-- Data follows --

PR #73, opened 2026-06-05
Implement mission media artifacts upload 

MaksymKorchynskyi:
**What was done:**
- Created a new Django app `media` and registered it in `INSTALLED_APPS`
- Created `MissionArtifact` model in `media/models.py`
- Added database migration with dependencies on `missions` and `drones` migrations
- Configured `MEDIA_URL`, `MEDIA_ROOT`, and env-configurable `ARTIFACT_MAX_FILE_SIZE_MB` in `config/settings.py`
- Implemented `POST /api/missions/{id}/artifacts/` to upload files, save to local storage, and auto-fill metadata
- Implemented `GET /api/missions/{id}/artifacts/` to list all artifacts for a mission
- Implemented `GET /api/missions/{id}/artifacts/{artifact_id}/` to retrieve artifact metadata
- Implemented `DELETE /api/missions/{id}/artifacts/{artifact_id}/` to delete artifact and clean up the file
- Added file type validation for video (`mp4`, `avi`, `mov`), image (`jpg`, `jpeg`, `png`), and data (`csv`, `json`)
- Added file size limit validation via `ARTIFACT_MAX_FILE_SIZE_MB`
- Added validation that the mission exists before saving (404 if not found)
- Added RBAC permission checks using `PERMISSION_MEDIA_UPLOAD` and `PERMISSION_MEDIA_VIEW`, and added `PERMISSION_MEDIA_UPLOAD` to `dispatcher_permissions()` in `accounts/rbac.py`
- Added audit log entries on upload (`action='artifact_uploaded'`) and delete (`action='artifact_deleted'`) via the existing `AuditLog` model
- Created Django admin (`media/admin.py`) for the `MissionArtifact` model for easier management


media/models.py
```diff
@@ -0,0 +1,77 @@
...
+
+ALL_ALLOWED_EXTENSIONS = [ext for exts in ALLOWED_EXTENSIONS.values() for ext in exts]
+
+EXTENSION_TO_FILE_TYPE = {
+    ext: file_type for file_type, exts in ALLOWED_EXTENSIONS.items() for ext in exts
+}
+
+
+def artifact_upload_path(instance, filename):
+    ext = os.path.splitext(filename)[1].lower()
```
mehalyna, line 48: The file extension is extracted but never validated against allowed extensions. Add validation before generating the safe filename to prevent unauthorized file types.

media/models.py
```diff
@@ -0,0 +1,77 @@
...
+    )
+
+    title = models.CharField(max_length=255)
+    description = models.TextField(null=True, blank=True)
+
+    file = models.FileField(upload_to=artifact_upload_path)
+    file_type = models.CharField(
+        max_length=10,
+        choices=FileType.choices,
+    )
```
mehalyna, line 104: The file_type field is not automatically determined from the uploaded file extension. Add a clean method or save override to auto-populate it to prevent data inconsistency.

media/models.py
```diff
@@ -0,0 +1,77 @@
...
+    original_filename = models.CharField(max_length=255)
+    file_size = models.PositiveBigIntegerField(
+        help_text="File size in bytes",
+    )
```
mehalyna, line 108: The file_size field is defined but there's no logic to populate it automatically. Add a save override to set file_size from the uploaded file object.

media/models.py
```diff
@@ -0,0 +1,77 @@
...
+
+    title = models.CharField(max_length=255)
+    description = models.TextField(null=True, blank=True)
+
+    file = models.FileField(upload_to=artifact_upload_path)
+    file_type = models.CharField(
+        max_length=10,
+        choices=FileType.choices,
+    )
+    original_filename = models.CharField(max_length=255)
```
mehalyna, line 105: The original_filename field is not automatically populated from the uploaded file. Add logic to capture the original filename before the upload path transformation.

media/models.py
```diff
@@ -0,0 +1,77 @@
...
+        settings.AUTH_USER_MODEL,
+        on_delete=models.SET_NULL,
+        null=True,
+        related_name="uploaded_artifacts",
+    )
+
+    title = models.CharField(max_length=255)
+    description = models.TextField(null=True, blank=True)
+
+    file = models.FileField(upload_to=artifact_upload_path)
```
mehalyna: The file field lacks validation for maximum file size and allowed extensions. Add validators to enforce constraints at the model level.

media/models.py
```diff
@@ -0,0 +1,77 @@
...
+    )
+
+    uploaded_by = models.ForeignKey(
+        settings.AUTH_USER_MODEL,
+        on_delete=models.SET_NULL,
+        null=True,
+        related_name="uploaded_artifacts",
+    )
+
+    title = models.CharField(max_length=255)
```
mehalyna, line 87: The title field has no constraints on minimum length or format. Add validation to prevent empty or whitespace-only titles.

media/models.py
```diff
@@ -0,0 +1,77 @@
...
+    VIDEO = "video", "Video"
+    IMAGE = "image", "Image"
+    DATA = "data", "Data"
+
+
+ALLOWED_EXTENSIONS = {
+    FileType.VIDEO: [".mp4", ".avi", ".mov"],
+    FileType.IMAGE: [".jpg", ".jpeg", ".png"],
+    FileType.DATA: [".csv", ".json"],
+}
```
mehalyna: The allowed extensions list is hardcoded and may need frequent updates. Consider moving this to Django settings or a database configuration for easier maintenance without code changes.

media/serializers.py
```diff
@@ -0,0 +1,72 @@
...
+            "description",
+            "file",
+            "file_type",
+            "original_filename",
+            "file_size",
+            "storage_backend",
+            "captured_at",
+            "uploaded_at",
+        ]
+        read_only_fields = fields
```
mehalyna: All fields including writable ones like mission, title, and description are marked as read-only, making this serializer unusable for updates.

media/serializers.py
```diff
@@ -0,0 +1,72 @@
...
+                f"{settings.ARTIFACT_MAX_FILE_SIZE_MB} MB limit."
+            )
+
+        return file
+
+    def validate(self, attrs):
+        file = attrs.get("file")
+        if file:
+            ext = os.path.splitext(file.name)[1].lower()
+            attrs["file_type"] = EXTENSION_TO_FILE_TYPE[ext]
```
mehalyna: The extension is extracted again after already being validated in validate_file, causing redundant parsing. Store the file_type during validate_file and reuse it in the validate method.

media/serializers.py
```diff
@@ -0,0 +1,72 @@
...
+
+    def validate_title(self, value):
+        stripped = (value or "").strip()
+        if not stripped:
+            raise serializers.ValidationError("Title is required.")
+        return stripped
+
+    def validate_file(self, file):
+        if file.size is None:
+            raise serializers.ValidationError("Cannot determine file size.")
```
mehalyna: Checking if file.size is None is insufficient for detecting empty files. Add validation to reject zero-byte files which are likely corrupted or invalid.

media/services.py
```diff
@@ -0,0 +1,93 @@
...
+                    "title": title,
+                },
+            )
+    except Exception:
+        if saved_path:
+            try:
+                default_storage.delete(saved_path)
+            except Exception:
+                logger.exception("Failed to clean up orphaned file %s", saved_path)
+        raise
```
mehalyna, line 58: The bare except Exception clause catches all exceptions including database transaction errors, but the file cleanup logic assumes the file was saved when it may not have been. Narrow the exception handling to only cleanup after successful file save.

media/services.py
```diff
@@ -0,0 +1,93 @@
...
+            target_model="MissionArtifact",
+            target_id=artifact_id,
+            changes={
+                "mission_id": mission_id,
+                "file_type": artifact.file_type,
+                "original_filename": original_filename,
+                "title": artifact.title,
+            },
+        )
+        artifact.delete()
```
mehalyna, line 82: The file is deleted from storage after the database transaction commits, creating a window where the database record is gone but the file still exists. Move file deletion inside the transaction or handle it before the transaction to maintain consistency.

media/services.py
```diff
@@ -0,0 +1,93 @@
...
+            artifact = MissionArtifact.objects.create(
+                mission=mission,
+                uploaded_by=uploaded_by,
+                title=title,
+                description=description,
+                file=file,
+                file_type=file_type,
+                original_filename=original_filename,
+                file_size=file_size,
+                storage_backend="local",
```
mehalyna: The storage_backend is hardcoded to "local" regardless of the actual Django storage backend configuration. Detect the storage backend dynamically from default_storage or accept it as a parameter.

media/services.py
```diff
@@ -0,0 +1,93 @@
...
+                "file_type": artifact.file_type,
+                "original_filename": original_filename,
+                "title": artifact.title,
+            },
+        )
+        artifact.delete()
+
+    if file_name:
+        try:
+            default_storage.delete(file_name)
```
mehalyna: File deletion happens outside the transaction but there's no retry mechanism or orphaned file tracking if deletion fails. Consider implementing a cleanup job or storing failed deletions for later retry.

media/services.py
MaksymKorchynskyi: The reason I kept the exception block a bit broad is that Django saves the file to storage during pre_save (before the SQL insert). If create() fails because of a database error, the file will still be left on the disk. Catching these errors lets us clean up the orphaned file if the transaction rolls back, and the default_storage.exists() check ensures we only try to clean up if the file was actually saved

media/services.py
MaksymKorchynskyi: I considered moving the file deletion inside the transaction, but since file storage operations aren't transactional, if the DB transaction fails later on, the file would be permanently deleted while the record remains. Using transaction.on_commit felt like a safer way to make sure the file is only deleted if the transaction successfully completes

mehalyna (approved):

mehalyna (approved):

olenakshyk (approved):

WWINMWWITW (approved):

-- Data concluded --

> **Task directions**
Check each line above for the word "ValidationError" and copy the ones that have it.

> **Output for this exercise**
+            raise serializers.ValidationError("Title is required.")
+            raise serializers.ValidationError("Cannot determine file size.")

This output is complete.